ACTIVITY: Read through the lines below and copy the ones holding the string "have".

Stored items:

============================================================

PR #252, opened 2023-08-17
docs(template): add readme instruction to remove loading state

demetriusfeijoo:
## What?
Add readme instructions to remove the loading state

## Why?

JIRA: EXT-1726

It's a default behavior, after creating a fresh new field-plugin, to have a `loading` state inside the autogenerated FieldPluginProvider (created by the CLI).

This state shows a 'loading...' message during the field-plugin render process, however, it happens so quickly that it flicks and the user can't even see it appearing.

To avoid this flickering “Loading…” message to happen, instructions for removing it were added for React, Vue2, and Vue3 templates.

Screenshot 2023-08-17 at 08 29 06


johannes-lindgren:
This is fine, I think. I know we will have to adjust the newly added instruction, but that is also true for the sentence above.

============================================================

FINISHED TASK:
It's a default behavior, after creating a fresh new field-plugin, to have a `loading` state inside the autogenerated FieldPluginProvider (created by the CLI).
This is fine, I think. I know we will have to adjust the newly added instruction, but that is also true for the sentence above.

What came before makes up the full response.